美澄が血の気の引いた顔で、泣くこともできずに久賀の前から走り去ったのは、三年半前のこと。
あの時折ったはずの心はすくすくと育ち、伸びやかな葉を陽光に向けている。

久賀は重い身体を起こして、タブレットの画面を見た。

先手の水原は左美濃囲い、美澄も美濃囲いに構え、対抗形となっている。
美澄は戦法の好き嫌いが激しく、対抗形の勉強は好まない。
居飛車党である馨に鍛えられてはきたが、苦手意識はあるはずだ。

飛車をぶつけてきた水原に、美澄は落ち着いて桂馬を跳ねる。
これは振り飛車としてごく自然な手であるが、水原は鋭くその桂馬を仕留めにかかる。

「久賀先生、この桂馬取られちゃったら危ないんでない?」

「桂馬跳ねないといずれ三筋を突破されるので、その対応です。あの銀を引かせることができれば桂成りが入るので、大丈夫だと思ってるんでしょう」

「そうか、大丈夫ならいいけど」

「…………」

お茶をすする音しか聞こえない倶楽部に、バイブ音が鳴った。
いつもなら仕事中は見ないのだが、今は仕事前なのでリュックの中からスマートフォンを取り出す。

『あの銀の攻めさぁ、夏紀くんの指導?』

挨拶もなく、馨はそう切り出した。

「いや。でも自然な手だったと思うけど」

『一見鋭くていい攻めに見えるけど、桂打ちの切り返しが危ないよね。

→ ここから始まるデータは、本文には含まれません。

PR #3478, opened 2022-05-23
[1.1] seccomp: enosys: always return -ENOSYS for setup(2) on s390(x)

cyphar:
On s390x, syscalls above 255 are multiplexed using the (now otherwise
unused) setup(2) syscall (syscall number 0). If the kernel supports the
syscall then it will correctly translate the syscall number such that
seccomp will correctly detect it -- however, for unknown syscalls the
syscall number remains unchanged. This can be verified by running the
following program under strace:

	int main(void)
	{
		scmp_filter_ctx ctx = seccomp_init(SCMP_ACT_TRAP);
		seccomp_load(ctx);

		return syscall(439, AT_FDCWD, "asdf", X_OK, 0);
	}

Which will then die with the following signal (on pre-5.8 kernels):

	--- SIGSYS {si_signo=SIGSYS, si_code=SYS_SECCOMP,
	            si_call_addr=0x3ffb3006c22, si_syscall=__NR_setup,
	            si_arch=AUDIT_ARCH_S390X} ---

(Note that the si_syscall is __NR_setup, not __NR_faccessat2.)

As a result, the -ENOSYS handling we had previously did not work
completely correctly on s390x because any syscall not supported by the
kernel would be treated as syscall number 0 rather than the actual
syscall number.

Always returning -ENOSYS will not cause any issues because in all of the
cases where this multiplexing occurs, seccomp will see the remapped
syscall number -- and no userspace program will call setup(2)
intentionally (the syscall has not existed in Linux for decades and was
originally a hack used early in Linux init prior to spawning pid1 -- so
you will get -ENOSYS from the kernel anyway).

Backport of #3474 

### DIFF
--- a/libcontainer/seccomp/patchbpf/enosys_linux.go
+++ b/libcontainer/seccomp/patchbpf/enosys_linux.go
@@ -72,6 +72,11 @@ import "C"
 
 var retErrnoEnosys = uint32(C.C_ACT_ERRNO_ENOSYS)
 
+// This syscall is used for multiplexing "large" syscalls on s390(x). Unknown
+// syscalls will end up with this syscall number, so we need to explcitly
+// return -ENOSYS for this syscall on those architectures.
+const s390xMultiplexSyscall libseccomp.ScmpSyscall = 0
+
 func isAllowAction(action configs.Action) bool {
 	switch action {
 	// Trace is considered an "allow" action because a good tracer should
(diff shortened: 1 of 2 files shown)


kolyshkin (approved):
LGTM

AkihiroSuda (approved):

PR #3484, opened 2022-05-24
vendor: bump urfave/cli, add urfave_cli_no_docs tag

kolyshkin:
This removes the runc dependency on cpuguy83/md2man and
russross/blackfriday, which saves more than 400 KB (more than 300 KB
once stripped) from the binary.


cyphar (approved):
lgtm

mrunalp (approved):

Issue #3181, opened 2021-08-25
runc exec is 5x slower than crun exec


kolyshkin:
```console
root@ubu2004:/home/kir/git/runc/tst# time for ((i=0; i<1000;i++)); do runc exec xx45 true; done

real	0m20.726s
user	0m11.635s
sys	0m14.094s
root@ubu2004:/home/kir/git/runc/tst# time for ((i=0; i<1000;i++)); do crun exec xx4 true; done

real	0m4.802s
user	0m2.634s
sys	0m2.283s
```

Need to
- figure out why the difference is so high
- eliminate some of the bottlenecks

kolyshkin:
One thing `runc exec` does and `crun exec` does not is parsing `/etc/passwd` and `/etc/group`. I do not understand why it's needed, since we pass uid:gid as numbers (stringified but still) so the only need for passwd/group lookup is to $HOME value ... which is not used, unless not available from environment.

This needs to be fixed.

AkihiroSuda:
Is this a recent performance regression?

eero-t:
Docker supports passing username/groupname, but it reads them from inside the container, not from host which IMHO makes that feature useless (only reason I can think of for using names is matching host IDs for things that correspond to host, like device files).

cyphar:
> One thing runc exec does and crun exec does not is parsing /etc/passwd and /etc/group. I do not understand why it's needed, since we pass uid:gid as numbers (stringified but still) so the only need for passwd/group lookup is to $HOME value ... which is not used, unless not available from environment.

We fetch the supplementary group IDs from the container even if the user ID specified is numeric, which Docker doesn't do for us IIRC. This is also something we do with the regular config so I'm not sure we can change the behaviour at this late stage. The whole stringification logic is a quirk from when libcontainer used by use directly by Docker, but we probably can't change that either because it's saved to the on-disk state format and changing that leads to very bad issues when upgrading runc.

I'm surprised that crun doesn't do this at all, because it's something AFAIK they need to do in order to have parity with what Docker expects of runc.

> Docker supports passing username/groupname, but it reads them from inside the container, not from host which IMHO makes that feature useless (only reason I can think of for using names is matching host IDs for things that correspond to host, like device files).

[...]

PR #3485, opened 2022-05-25
libct/intelrdt: skip reading /proc/cpuinfo

corhere:
- Relates to #3181 

Reading `/proc/cpuinfo` is a surprisingly expensive operation. [Since kernel version 4.12][1], opening `/proc/cpuinfo` on an x86 system can block for around 20 milliseconds while the kernel samples the current CPU frequency. There is [a very recent patch][2] which gets rid of the delay, but has yet to make it into the mainline kernel. Regardless, kernels for which opening `/proc/cpuinfo` takes 20ms will continue to be run in production for years to come. libcontainer only opens `/proc/cpuinfo` to read the processor feature flags so all the delays to get an accurate snapshot of the CPU frequency are just wasted time.

If we wanted to, we could interrogate the CPU features directly from userspace using the `CPUID` instruction. However, Intel and AMD CPUs have flags in different positions for their analogous sub-features and there are [CPU quirks][3] which would need to be accounted for. Some Haswell server CPUs support RDT/CAT but are missing the `CPUID` flags advertising their support; [the kernel checks for support on that processor family by probing the the hardware using privileged `RDMSR`/`WRMSR` instructions][4]. This sort of probing could not be implemented in userspace so it would not be possible to check for RDT feature support in userspace without false negatives on some hardware configurations.

It looks like libcontainer reads the CPU feature flags as a kind of optimization so that it can skip checking whether the kernel supports an RDT sub-feature if the hardware support is missing. As the kernel only exposes subtrees in the `resctrl` filesystem for RDT sub-features with hardware and kernel support, checking the CPU feature flags is redundant from a correctness point of view. Remove the `/proc/cpuinfo` check as it is an optimization which actually hurts performance.

<details>
<summary>
Benchmarks: <tt>runc run</tt> is 17 ms faster when <tt>"intelRdt"</tt> is enabled in config.json
</summary>

- Hardware: AWS EC2 c5n.metal
- OS: Ubuntu 20.04 LTS
- `/sys/fs/resctrl` mounted
- OCI config:
  - `"args": ["/bin/true"]`
  - `"linux": {"intelRdt": {"memBwSchema": "MB:0=20;1=70"}}`

<table>

<tr>
  <th></th>
  <th>3f0daac9082e422486fdac35b6445f75dd98eb64</th>
  <th>This PR</th>
</tr>

<tr><th>Run 1</th>
<td>

```
real	0m0.098s
user	0m0.029s
sys	0m0.043s
```

</td><td>

```
real	0m0.092s
user	0m0.023s
sys	0m0.048s
```

</td></tr>

<tr><th>Run 2</th>
<td>

```
real	0m0.110s
user	0m0.019s
sys	0m0.052s
```

</td><td>

```
real	0m0.074s
user	0m0.022s
sys	0m0.047s
```

</td></tr>

<tr><th>Run 3</th>
<td>

```
real	0m0.087s
user	0m0.019s
sys	0m0.051s
```

</td><td>

```
real	0m0.077s
user	0m0.025s
sys	0m0.046s
```

</td></tr></table>

</details>

[1]: https://unix.stackexchange.com/a/526679
[2]: https://lore.kernel.org/all/20220415161206.875029458@linutronix.de/
[3]: https://github.com/torvalds/linux/blob/7cf6a8a17f5b134b7e783c2d45c53298faef82a7/arch/x86/kernel/cpu/resctrl/core.c#L834-L851
[4]: https://github.com/torvalds/linux/blob/a6b450573b912316ad36262bfc70e7c3870c56d1/arch/x86/kernel/cpu/resctrl/core.c#L111-L153

### DIFF
--- a/libcontainer/intelrdt/intelrdt.go
+++ b/libcontainer/intelrdt/intelrdt.go
@@ -479,7 +479,7 @@ func (m *Manager) Destroy() error {
 	// Don't remove resctrl group if closid has been explicitly specified. The
 	// group is likely externally managed, i.e. by some other entity than us.
 	// There are probably other containers/tasks sharing the same group.
-	if m.config.IntelRdt == nil || m.config.IntelRdt.ClosID == "" {
+	if m.config.IntelRdt != nil && m.config.IntelRdt.ClosID == "" {
 		m.mu.Lock()
 		defer m.mu.Unlock()
 		if err := os.RemoveAll(m.GetPath()); err != nil {
--- a/libcontainer/intelrdt/intelrdt.go
+++ b/libcontainer/intelrdt/intelrdt.go
@@ -152,9 +152,13 @@ type Manager struct {
 	path   string
 }
 
-// NewManager returns a new instance of Manager, or nil, if the Intel RDT
-// functionality is not available from hardware or not enabled in the kernel.
+// NewManager returns a new instance of Manager, or nil if the Intel RDT
+// functionality is not specified in the config, available from hardware or
+// enabled in the kernel.
 func NewManager(config *configs.Config, id string, path string) *Manager {
+	if config.IntelRdt == nil {
+		return nil
+	}
 	if _, err := Root(); err != nil {
 		// Intel RDT is not available.
 		return nil
--- a/libcontainer/intelrdt/intelrdt.go
+++ b/libcontainer/intelrdt/intelrdt.go
@@ -182,8 +182,6 @@ var (
 	catEnabled bool
 	// The flag to indicate if Intel RDT/MBA is enabled
 	mbaEnabled bool
-	// The flag to indicate if Intel RDT/MBA Software Controller is enabled
-	mbaScEnabled bool
 
 	// For Intel RDT initialization
 	initOnce sync.Once
@@ -216,12 +214,7 @@ func featuresInit() {
 				catEnabled = true
 			}
 		}
-		if mbaScEnabled {
-			// We confirm MBA Software Controller is enabled in step 2,
-			// MBA should be enabled because MBA Software Controller
-			// depends on MBA
-			mbaEnabled = true
-		} else if flagsSet.MBA {
+		if flagsSet.MBA {
 			if _, err := os.Stat(filepath.Join(root, "info", "MB")); err == nil {
 				mbaEnabled = true
 			}
@@ -258,11 +251,6 @@ func findIntelRdtMountpointDir() (string, error) {
 	}
 	if len(mi) < 1 {
 		return "", errNotFound
-	}
-
-	// Check if MBA Software Controller is enabled through mount option "-o mba_MBps"
-	if strings.Contains(","+mi[0].VFSOptions+",", ",mba_MBps,") {
-		mbaScEnabled = true
 	}
 
 	return mi[0].Mountpoint, nil
@@ -491,12 +479,6 @@ func IsCATEnabled() bool {
 func IsMBAEnabled() bool {
 	featuresInit()
 	return mbaEnabled
-}
-
-// Check if Intel RDT/MBA Software Controller is enabled
-func IsMBAScEnabled() bool {
-	featuresInit()
-	return mbaScEnabled
 }
 
 // Get the path of the clos group in "resource control" filesystem that the container belongs to
--- a/libcontainer/intelrdt/intelrdt.go
+++ b/libcontainer/intelrdt/intelrdt.go
@@ -224,7 +224,7 @@ func featuresInit() {
 	})
 }
 
-// Return the mount point path of Intel RDT "resource control" filesystem.
+// findIntelRdtMountpointDir returns the mount point of the Intel RDT "resource control" filesystem.
 func findIntelRdtMountpointDir() (string, error) {
 	mi, err := mountinfo.GetMounts(func(m *mountinfo.Info) (bool, bool) {
 		// similar to mountinfo.FSTypeFilter but stops after the first match
@@ -250,24 +250,32 @@ var (
 	rootOnce        sync.Once
 )
 
+// The kernel creates this (empty) directory if resctrl is supported by the
+// hardware and kernel. The user is responsible for mounting the resctrl
+// filesystem, and they could mount it somewhere else if they wanted to.
+const defaultResctrlMountpoint = "/sys/fs/resctrl"
+
 // Root returns the Intel RDT "resource control" filesystem mount point.
 func Root() (string, error) {
 	rootOnce.Do(func() {
-		// If resctrl is available, kernel creates this directory.
-		if unix.Access("/sys/fs/resctrl", unix.F_OK) != nil {
-			intelRdtRootErr = errNotFound
-			return
-		}
-
-		// NB: ideally, we could just do statfs and RDTGROUP_SUPER_MAGIC check, but
-		// we have to parse mountinfo since we're also interested in mount options.
-		root, err := findIntelRdtMountpointDir()
-		if err != nil {
+		// Does this system support resctrl?
+		var statfs unix.Statfs_t
+		if err := unix.Statfs(defaultResctrlMountpoint, &statfs); err != nil {
+			if errors.Is(err, unix.ENOENT) {
+				err = errNotFound
+			}
 			intelRdtRootErr = err
 			return
 		}
 
-		intelRdtRoot = root
+		// Has the resctrl fs been mounted to the default mount point?
+		if statfs.Type == unix.RDTGROUP_SUPER_MAGIC {
+			intelRdtRoot = defaultResctrlMountpoint
+			return
+		}
+
+		// The resctrl fs could have been mounted somewhere nonstandard.
+		intelRdtRoot, intelRdtRootErr = findIntelRdtMountpointDir()
 	})
 
 	return intelRdtRoot, intelRdtRootErr
--- a/libcontainer/intelrdt/intelrdt.go
+++ b/libcontainer/intelrdt/intelrdt.go
@@ -1,7 +1,6 @@
 package intelrdt
 
 import (
-	"bufio"
 	"bytes"
 	"errors"
 	"fmt"
@@ -199,40 +198,28 @@ func featuresInit() {
 			return
 		}
 
-		// 2. Check if hardware and kernel support Intel RDT sub-features.
-		flagsSet, err := parseCpuInfoFile("/proc/cpuinfo")
+		// 2. Check if Intel RDT sub-features are available in "resource
+		// control" filesystem. Intel RDT sub-features can be
+		// selectively disabled or enabled by kernel command line
+		// (e.g., rdt=!l3cat,mba) in 4.14 and newer kernel
+		if _, err := os.Stat(filepath.Join(root, "info", "L3")); err == nil {
+			catEnabled = true
+		}
+		if _, err := os.Stat(filepath.Join(root, "info", "MB")); err == nil {
+			mbaEnabled = true
+		}
+		if _, err := os.Stat(filepath.Join(root, "info", "L3_MON")); err != nil {
+			return
+		}
+		enabledMonFeatures, err = getMonFeatures(root)
 		if err != nil {
 			return
 		}
-
-		// 3. Double check if Intel RDT sub-features are available in
-		// "resource control" filesystem. Intel RDT sub-features can be
-		// selectively disabled or enabled by kernel command line
-		// (e.g., rdt=!l3cat,mba) in 4.14 and newer kernel
-		if flagsSet.CAT {
-			if _, err := os.Stat(filepath.Join(root, "info", "L3")); err == nil {
-				catEnabled = true
-			}
+		if enabledMonFeatures.mbmTotalBytes || enabledMonFeatures.mbmLocalBytes {
+			mbmEnabled = true
 		}
-		if flagsSet.MBA {
-			if _, err := os.Stat(filepath.Join(root, "info", "MB")); err == nil {
-				mbaEnabled = true
-			}
-		}
-		if flagsSet.MBMTotal || flagsSet.MBMLocal || flagsSet.CMT {
-			if _, err := os.Stat(filepath.Join(root, "info", "L3_MON")); err != nil {
-				return
-			}
-			enabledMonFeatures, err = getMonFeatures(root)
-			if err != nil {
-				return
-			}
-			if enabledMonFeatures.mbmTotalBytes || enabledMonFeatures.mbmLocalBytes {
-				mbmEnabled = true
-			}
-			if enabledMonFeatures.llcOccupancy {
-				cmtEnabled = true
-			}
+		if enabledMonFeatures.llcOccupancy {
+			cmtEnabled = true
 		}
 	})
 }
@@ -284,58 +271,6 @@ func Root() (string, error) {
 	})
 
 	return intelRdtRoot, intelRdtRootErr
-}
-
-type cpuInfoFlags struct {
-	CAT bool // Cache Allocation Technology
-	MBA bool // Memory Bandwidth Allocation
-
-	// Memory Bandwidth Monitoring related.
-	MBMTotal bool
-	MBMLocal bool
-
-	CMT bool // Cache Monitoring Technology
-}
-
-func parseCpuInfoFile(path string) (cpuInfoFlags, error) {
-	infoFlags := cpuInfoFlags{}
-
-	f, err := os.Open(path)
-	if err != nil {
-		return infoFlags, err
-	}
-	defer f.Close()
-
-	s := bufio.NewScanner(f)
-	for s.Scan() {
-		line := s.Text()
-
-		// Search "cat_l3" and "mba" flags in first "flags" line
-		if strings.HasPrefix(line, "flags") {
-			flags := strings.Split(line, " ")
-			// "cat_l3" flag for CAT and "mba" flag for MBA
-			for _, flag := range flags {
-				switch flag {
-				case "cat_l3":
-					infoFlags.CAT = true
-				case "mba":
-					infoFlags.MBA = true
-				case "cqm_mbm_total":
-					infoFlags.MBMTotal = true
-				case "cqm_mbm_local":
-					infoFlags.MBMLocal = true
-				case "cqm_occup_llc":
-					infoFlags.CMT = true
-				}
-			}
-			return infoFlags, nil
-		}
-	}
-	if err := s.Err(); err != nil {
-		return infoFlags, err
-	}
-
-	return infoFlags, nil
 }
 
 // Gets a single uint64 value from the specified file.


kolyshkin:
Since commit edeb3b376c5cc763d7afd4c6a63d6e70f8f9992c (#3306) we only read cpuinfo if intelrdt is available in hardware, yet you're right, it does not make sense to read it at all, since we can get the needed info with a few stat(2) calls.

Can we take one more step and ditch mountinfo parsing as well? This is only used to check for mbaScEnabled, which is apparently not used anywhere except to avoid stat of `$root/info/MB` file. Would be nice to remove this.

@xiaochenshen @marquiz PTAL

xiaochenshen:
@corhere Thank you very much for working on it.

> * Relates to [runc exec is 5x slower than crun exec #3181](https://github.com/opencontainers/runc/issues/3181)
> 
> Reading `/proc/cpuinfo` is a surprisingly expensive operation. [Since kernel version 4.12](https://unix.stackexchange.com/a/526679), opening `/proc/cpuinfo` on an x86 system can block for around 20 milliseconds while the kernel samples the current CPU frequency.

I am really surprised for the performance hurt from reading /proc/cpuinfo. This issue should be fixed. Thank you.

> There is [a very recent patch](https://lore.kernel.org/all/20220415161206.875029458@linutronix.de/) which gets rid of the delay, but has yet to make it into the mainline kernel. Regardless, kernels for which opening `/proc/cpuinfo` takes 20ms will continue to be run in production for years to come. libcontainer only opens `/proc/cpuinfo` to read the processor feature flags so all the delays to get an accurate snapshot of the CPU frequency are just wasted time.
> 

Yes, in most of the cases the production kernels or older upstream kernels are without this fix. Reading /proc/cpuinfo is too expensive.
 
> 
> It looks like libcontainer reads the CPU feature flags as a kind of optimization so that it can skip checking whether the kernel supports an RDT sub-feature if the hardware support is missing. As the kernel only exposes subtrees in the `resctrl` filesystem for RDT sub-features with hardware and kernel support, checking the CPU feature flags is redundant from a correctness point of view. Remove the `/proc/cpuinfo` check as it is an optimization which actually hurts performance.
> Benchmarks: runc run is 17 ms faster when "intelRdt" is enabled in config.json

I agree with you. We could remove the redundant check on /proc/cpuinfo.

xiaochenshen (dismissed):
LGTM. Thank you!

xiaochenshen:
@kolyshkin 

> Can we take one more step and ditch mountinfo parsing as well? This is only used to check for mbaScEnabled, which is apparently not used anywhere except to avoid stat of `$root/info/MB` file. Would be nice to remove this.

I don't think the mountinfo check could be removed so far. [MBA Software Controller](https://github.com/opencontainers/runc/pull/1919) is a "pure" software feature by kernel, the only way of exposing the capability to user is through mount option "mba_MBps" in current kernel.

An alternative hacking way is to check "MB:" line in default schemata file: without mount option "mba_MBps", the data is a percentage in range [0, 100%], but with mount option "mba_MBps", the data is a u32 value in range [0, ((u32)~0U)].
```
$ cat /sys/fs/resctrl/schemata | grep MB
(1) w/o "mba_MBps" mount option: "MB:0= 100;1= 100"
(2) w/  "mba_MBps" mount option: "MB:0=4294967295;1=4294967295"
```

corhere:
Given that Intel's own libraries also parse mountinfo to check whether the `mba_MBps` option is enabled, I don't think there are any alternatives to parsing mountinfo or @xiaochenshen's hacky check.
https://github.com/intel/goresctrl/blob/1b61a39df7b692eb89e41a75a27b7f786461012d/pkg/rdt/info.go#L243-L251
https://github.com/intel/intel-cmt-cat/blob/c76f7a34195fba05c96ea3d6450a24a790041ef1/lib/os_cap.c#L745-L746

xiaochenshen:
@corhere 

> I suspect that @xiaochenshen's hacky check might result in false negatives. The `/sys/fs/resctrl/schemata` file describes the configuration for the default resource group so a system with the resctrl filesystem mounted with the `mba_MBps` option could also have the default group's memory bandwidth set to a value <= 100 MBps.
> 

Correct. This hacking way is not reliable. 

> That all being said, it looks like the only other place the `mbaScEnabled` variable is referenced is in the function `intelrdt.IsMBAScEnabled()`, which is unused in libcontainer. So we could elide parsing mountinfo in `rootOnce` without breaking compatibility with external users by lazily parsing mountinfo the first time `IsMBAScEnabled` is called.

Sounds good to me.

> But mountinfo is not only parsed to check if mba_sc is enabled; it is also used to find the mount-point of the resctrl fs. Otherwise libcontainer would need to assume that the resctrl fs is always mounted to `/sys/fs/resctrl`, which is a pretty reasonable assumption IMO and aligns with [Intel's C library](https://github.com/intel/intel-cmt-cat/blob/c76f7a34195fba05c96ea3d6450a24a790041ef1/lib/resctrl.h#L50-L61) (but [not their Go library](https://github.com/intel/goresctrl/blob/1b61a39df7b692eb89e41a75a27b7f786461012d/pkg/rdt/info.go#L102-L106)).

Yes. Parsing mountinfo is necessary to find the mount point of resctrl fs. We could not assume resctrl fs is always mounted to the recommended default mount point - `/sys/fs/resctrl`.
Actually, resctrl fs could be mounted at any proper place instead of `/sys/fs/resctrl`.

kolyshkin:
> intelrdt.IsMBAScEnabled(), which is unused in libcontainer

... and elsewhere (I tried to search through some well known users of runc/libcontainer and haven't found any).

> > But mountinfo is not only parsed to check if mba_sc is enabled; it is also used to find the mount-point of the resctrl fs. Otherwise libcontainer would need to assume that the resctrl fs is always mounted to `/sys/fs/resctrl`, which is a pretty reasonable assumption IMO and aligns with [Intel's C library](https://github.com/intel/intel-cmt-cat/blob/c76f7a34195fba05c96ea3d6450a24a790041ef1/lib/resctrl.h#L50-L61) (but [not their Go library](https://github.com/intel/goresctrl/blob/1b61a39df7b692eb89e41a75a27b7f786461012d/pkg/rdt/info.go#L102-L106)).
> 
> Yes. Parsing mountinfo is necessary to find the mount point of resctrl fs. We could not assume resctrl fs is always mounted to the recommended default mount point - `/sys/fs/resctrl`. Actually, resctrl fs could be mounted at any proper place instead of `/sys/fs/resctrl`.

Well, this is easy -- first we do statfs(2) on default path (`/sys/fs/resctrl`), checking that it exists and comparing the returned fstype (it should be `RDTGROUP_SUPER_MAGIC` as defined in kernel headers as well as x/sys/unix). This is very fast and will work in 99.9% cases.

If not, we fallback to parsing /proc/mountinfo.

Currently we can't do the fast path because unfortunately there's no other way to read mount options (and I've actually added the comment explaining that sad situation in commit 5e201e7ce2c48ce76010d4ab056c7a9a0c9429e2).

やっぱり桂跳ねるの早かったんじゃないかな』

「でも跳ねないと三筋突破される」

『突破されて竜作られても、それ以上先手に手はないじゃん。夏紀くんもわかってるでしょ?』

「……うん」

『時間の使い方見てると、古関さんそっちの順は検討してないよね。あとで説教』

にこやかな声に一抹の緊張感を織り混ぜて馨は言った。

『どんな気分?』

「何が?」

『公開ラブレター』

平川をチラリと見て、久賀は胃のあたりをさする。

「それどころじゃない」

電話の向こうで、馨が盛大に笑った。

得意戦法だからこそ長所も短所もよく見える。
久賀には、美澄が地雷原を目隠しして歩いているように見えていた。
自分のときは祈ったことなどないのに、心の中で何度目かの神頼みを唱える。

『なんで他人の将棋に一喜一憂しなきゃいけないんだろ。弟子なんて取るもんじゃないね』

「奥沼先生は偉大だな」

確かに、と馨は笑い声を立てたが、それは泣き笑いのようなため息に変わった。

『本当に、胃痛いよねぇ』

久賀が同意すると、ふつりと電話は切れた。